My friend Laurie called with an offer of a free concert ticket yesterday. It wasn’t for the Australian psychedelic recording project Tame Impala, which my son and his friends were going to see in Stanley Park last night. It wasn’t for Tony Bennett and Lady Gaga, stars of their own universes, strangely aligned to croon jazz standards at the Queen Elizabeth Theatre. No, it was to see Barry Manilow, on his optimistically named One Last Time tour.
I quickly made sure she knew she didn’t have me pegged.
“Laurie, I’m afraid I’m not a fanilow,” I would have said, if I’d only remembered that that’s what Manilow’s fans are called. But my hesitancy implied the same thing. “Uh….”
“Keep an open mind,” said she, so off we went. This, despite the fact that CBC Vancouver’s drive-home radio host had sarcastically warned his listeners, “We’ve all heard about those Manilow fans. You be careful out there.”
As we approached Rogers Arena, the crowd seemed unusually understated. The sole scalper looked downright embarrassed. “Want any tickets?” the grizzled fellow muttered, eyes trained on the ground and hat pulled low in case any of his cool scalper friends saw him. We followed the wobbling middle-aged asses, our own keeping perfect time with them, filing along the sidewalk and into the arena.
“Wait, Laurie -- my underpants have holes in them. If we’re going to be throwing stuff onto that stage, I’d better see if there are any ‘Fanilow’ g-strings at the kiosk,” I said.

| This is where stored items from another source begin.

PR #60, opened 2020-06-10
Add check for kinds of type expressions #22

### LINKED ISSUE #22: Add check for kinds of type expressions
## Description

The compiler should report an error if a type constructor is applied to the wrong number of arguments or a type variable is applied to any type arguments.

## Motivation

Then I remembered I’d spent all my money on a plastic cup of wine and we scuttled off to our seats in the nosebleed section.
Hugely enthused sax-player Dave Koz and his band were warming up the crowd with over-caffeinated glee – tight as hell and apparently wild about Barry. After playing their own brassy tributes to the ’70s – tunes like “That’s the Way (Uh-huh, Uh-huh) I Like it” -- they urged us to give the star a proper welcome.
Finally, with huge fanfare, and an enormous backup band including one male and two female dancers, Manilow strode onto the stage. The maestro of the middle-of-the-road was surprisingly tall, in a wine-coloured dinner jacket and the same kind of giant, hay-coloured wig Jane Fonda tosses around irritably in the Netflix series Grace & Frankie.
All my life, I’ve dismissed Manilow as a crass, Vegas-y, utterly commercial musician, his gremlin face now ludicrously pinched as tight as the skin on a banjo. According to Wikipedia, however, in 1978, the Brooklyn-born Barry Alan Pincus had five albums on the best-seller list at the same time, putting his success in the ranks of The Beatles, Frank Sinatra and Michael Jackson. Manilow has sold more than 80 million records; he’s one of the bestselling recording artists of all time, and Radio & Records once named him the No. 1 adult contemporary artist. Even my kids and their friends, born in the 1990s, know who Barry Manilow is, though when we offered to trade our tickets with theirs for Tame Impala, we had no takers.
The crowd waving its glow-sticks at Manilow was not so blasé. He is also the inventor and singer of the jingle “I am stuck on Band-Aid brand, cuz Band-Aid’s stuck on me,” but saw fit not to sing that tune beside such hits as Mandy, Can’t Smile Without You, Even Now, Tryin’ to Get the Feeling and Looks Like We Made It. He did, however, do a duet with himself shown as a skinny young man playing piano and singing on Clive Davis’ TV show, and another duet – Zing! Went the Strings of My Heart -- with a video of Judy Garland. His latest album features him doing such virtual duets with an assortment of long-gone stars, including Louis Armstrong, Marilyn Monroe and Mama Cass.
Now 71, Manilow performed for a solid 90 minutes, successfully joking with the audience, calling one woman up on stage for a stilted dance, and leaving with the kind of massive, polished finale where streamers shooting from the ceiling didn’t seem a bit like overkill.
I admit it: I went to see Barry Manilow. And guess what? Je ne regrette rien.